Official Rubiks.com Do-It-Yourselfs are sold with a syringe. In that syringe is the official Rubiks Cube Lube which is just floor (SG Johnson or something if I remember correctly). I think the "furniture polish" is the same thing


----------



## fcwy1 (Oct 8, 2008)

Sorry about the mix up between the pictures. It's weebly's fault.
i changed it.
and i also removed furniture polish, only 3-in-1 silicone spray will be used


----------



## Statical (Oct 8, 2008)

fcwy1, why dont you use sprayway as the lube instead of 3in1? 3 in 1 is a very bad lube while sprayway is very/quite good lube.


----------



## blah (Oct 8, 2008)

Scam, Fred, scam. We are watching. You know who _we_ are.


----------



## Stefan (Oct 8, 2008)

Please clarify about the shipping. Is it "free" or "not included"? I'm confused.


----------



## DAE_JA_VOO (Oct 8, 2008)

Well, i emailed them about shipping today. Shipping to me is free.


----------



## mati rubik (Oct 8, 2008)

and the international shipping?
still free? (I'm from chile)


----------



## d_sprink (Oct 9, 2008)

That's the same type of Megaminx I have... I've never seen anyone else with one of those before. The color scheme is just bizarre... Grey//White, two very similar greens, and a neon yellow and pink. But its cool, nonetheless


----------



## fcwy1 (Oct 9, 2008)

My type Ds are abit different from the normal ones because i find cube4you's new type D isn't good. it works best with 3-in-1 silicone spray.
They are modded to feel more like the old old type A(1st type A)
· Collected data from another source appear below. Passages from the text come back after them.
PR #1062, opened 2025-08-29
Move denyDNS rules to filter table

edvyno1:


networker/networker.go
```diff
@@ -752,6 +752,14 @@ func (netw *Combined) setAllowlist(allowlist config.Allowlist) error {
 			}
 		}
 	}
+	// if port 53 is whitelisted - do not add drop-dns rules
+	if !allowlist.Ports.TCP[53] && !allowlist.Ports.UDP[53] {
+		// disable DNS traffic to private LAN ranges - to prevent DNS leaks
+		// when /etc/resolv.conf has nameserver default gateway
+		if err := netw.denyDNS(); err != nil {
+			return err
```
bartoszWojciechO, line 760: Can you wrap err in `fmt.Errof("denying DNS: %w", err)`

bartoszWojciechO (approved):

networker/networker.go
edvyno1: it may be a bit redundant since denyDNS itself is already returning a formatted error:
`return fmt.Errorf("adding deny-private-dns rule to firewall: %w", err)`

mariusSincovici (approved):

PR #1063, opened 2025-08-29
LVPN-8938: introduce automatic security assesments over the repo

DoYouEvenCpp:
As part of the hardening actions on the NordVPN repository, the cyclic security assessments to be introduced via the OpenSSF github actions.

Changes under this PR:
- added scorecards workflow file, that is to get trigger each Monday early in the night hours
- updated the README file with a badge containing results of latest scan results (pointing to a more detailed information)

### DIFF
--- a/.github/workflows/scorecards.yml
+++ b/.github/workflows/scorecards.yml
@@ -7,6 +7,7 @@ on:
     - cron: '0 3 * * 1'
   push:
     branches: [ main ]
+  workflow_dispatch:
 
 # Declare default permissions as read only.
 permissions: read-all


.github/workflows/scorecards.yml
```diff
@@ -0,0 +1,49 @@
...
+    runs-on: ubuntu-22.04
+    permissions:
+      # Needed if using Code scanning alerts
+      security-events: write
+      # Needed for GitHub OIDC token if publish_results is true
+      id-token: write
+
+    steps:
+    - name: "Checkout code"
+      uses: actions/checkout@v5
```
devzbysiu: I probably forgot to do that, but it would be nice to pin the versions to specific commit instead of `@vX`. Similarly for the rest of third party actions

DoYouEvenCpp: Ok, went back to commit sha based versions then.

mariusSincovici (approved):

PR #1064, opened 2025-08-29
Add missing automated tests

naujalyte:


test/qa/test_connect.py
```diff
@@ -572,3 +572,29 @@ def test_connect_to_dedicated_ip(tech, proto, obfuscated):
...
+@pytest.mark.parametrize(("tech", "proto", "obfuscated"), lib.STANDARD_TECHNOLOGIES)
+def test_connect_fails_virtual_location_disabled(tech, proto, obfuscated):
+    """Manual TC: LVPN-8533"""
+
+    lib.set_technology_and_protocol(tech, proto, obfuscated)
+
+    sh.nordvpn.set("virtual-location", "off")
+
+    with pytest.raises(sh.ErrorReturnCode_1) as ex:
+        sh.nordvpn(get_alias(), "India")
```
thegravi: [small] If this is very specific to these tests, shall we extract it as a constant for other related tests to be a reference?

mariusSincovici: This should not be hardcoded. Instead there is a helper function to get the list of countries that have only virtual servers and connect to one. 
Something like this is used in other tests:
```
   virtual_countries = lib.get_virtual_countries()
    assert len(virtual_countries) > 0
    country = random.choice(virtual_countries)
```
Maybe it can also be moved into a function that returns a random country, not to copy/paste same 3 lines of code. :)

test/qa/test_connect.py
```diff
@@ -572,3 +572,29 @@ def test_connect_to_dedicated_ip(tech, proto, obfuscated):
...
+@pytest.mark.parametrize(("tech", "proto", "obfuscated"), lib.OBFUSCATED_TECHNOLOGIES)
+def test_obfuscation_prevents_virtual_location_connection(tech, proto, obfuscated):
+    """Manual TC: LVPN-5771"""
+
+    lib.set_technology_and_protocol(tech, proto, obfuscated)
+
+    with pytest.raises(sh.ErrorReturnCode_1) as ex:
+        sh.nordvpn(get_alias(), "India")
+
+    assert "The specified server is not available at the moment or does not support your connection settings." in str(ex.value)
```
mariusSincovici: `str(ex.value)` can be problematic if the string is long. It will not find the message because when it is converted to `str` it adds `...` into the middle.
It should be replaced with something else.

test/qa/test_settings.py
```diff
@@ -266,11 +266,21 @@ def test_set_analytics_starts_prompt_even_if_completed_before():
...
+@pytest.mark.parametrize(("tech", "proto", "obfuscated"), lib.TECHNOLOGIES)
+def test_set_defaults_no_logout(tech, proto, obfuscated):
+    """Manual TC: LVPN-9029"""
+
+    lib.set_technology_and_protocol(tech, proto, obfuscated)
+
+    sh.nordvpn.set("virtual-location", "off")
+    sh.nordvpn.set("lan-discovery", "on")
+
+    assert not settings.is_virtual_location_enabled()
```
mariusSincovici, line 278: each of this lines will do an `nordvpn settings`. Is it intended? Or can it be just a `Settings()` object created and then reused in the entire function.

test/qa/lib/settings.py
```diff
@@ -127,6 +127,11 @@ def is_dns_disabled():
     return Settings().get("DNS") == "disabled"
 
 
+def is_tray_enabled():
```
mariusSincovici, line 130: [small] This functions are useful, but they might be a bit misused, because each of them will do a `nordvpn settings`. And in some tests this functions are called one after the other resulting in lots of commands.

test/qa/test_connect.py
naujalyte: Updated

test/qa/test_connect.py
naujalyte: Updated

test/qa/test_settings.py
naujalyte: Will be refactored in separate PR

test/qa/lib/settings.py
naujalyte: Will be refactored in separate PR

mariusSincovici (approved):

test/qa/lib/settings.py
```diff
@@ -127,6 +127,11 @@ def is_dns_disabled():
...
+    """Returns True, if Tray is enabled in application settings."""
```
DoYouEvenCpp, line 131:
```suggestion
    """Returns True, if Tray is enabled in application settings. False otherwise."""
```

international shipping is no longer free.


----------



## rachmaninovian (Oct 9, 2008)

haha i think each cube actually costs about..er. 2.50USD? keke. and the megaminx..way too expensive  it costs me 10USD 
damn, you are making profit


----------



## fcwy1 (Oct 9, 2008)

cube costs more than 2.50USD.
megaminx in singapore where got so cheap?
My cubes got free pvc set.
Free shipping also very expensive.
my profit is shared between my team, so we actually earning very little.


----------



## blah (Oct 9, 2008)

Like I said, scam. And your English, tell him about it, Rachel.


----------



## rachmaninovian (Oct 9, 2008)

I did so long ago..

anyway I think fred forgot to account the shipping costs. that way he might even end up losing money.


----------



## blah (Oct 9, 2008)

d_sprink said:


> That's the same type of Megaminx I have... I've never seen anyone else with one of those before. The color scheme is just bizarre... Grey//White, two very similar greens, and a neon yellow and pink. But its cool, nonetheless



Isn't that just a Chinaminx?


----------



## fcwy1 (Oct 9, 2008)

it's even more scam to buy from C4Y than to buy from me.


----------



## Leviticus (Oct 9, 2008)

Why? I've recieved my puzzles promptly everytime.


----------



## fcwy1 (Oct 9, 2008)

it's not about promptness. It's about the quality and the price.

rach was right. i calculated the wrong prices for shipping. Changed the prices. Sorry.

blah, shipping is not cheap. 
must buy a box from them and ship. Around 300grams. Ship to france, united states... very high cost
just see http://www.singpost.com/quick_services/quicks_02postage_cal.asp


----------



## Leviticus (Oct 9, 2008)

It's not a scam if they list the prices and you accept to pay those prices for the cubes.


----------



## fcwy1 (Oct 9, 2008)

Sorry, i was trying to tell blah i not scamming anyone.
he considers it scamming to sell something with high profit.


----------



## rachmaninovian (Oct 9, 2008)

hey but again, if you are going to ship by the cheapest method, people would rather buy from cubeforyou  after all, waiting such a long time for a puzzle is not fun at all..


----------



## fcwy1 (Oct 10, 2008)

I'm not shipping by the cheapest method.
my shipping will at most take 2 weeks.


----------



## kai32 (Oct 11, 2008)

scam,cheater,noober,you know who i am


----------



## DcF1337 (Oct 11, 2008)

If you know what you're paying for and you know the seller is making quite some profit and you go ahead and buy from him, I don't think it qualifies as a scam.


----------



## Stefan (Oct 12, 2008)

kai32 said:


> scam,cheater,noober,you know who i am



Says the guy too dumb to correctly copy his youtube url and posting a speedsolve video with about 15 turns human-scrambling.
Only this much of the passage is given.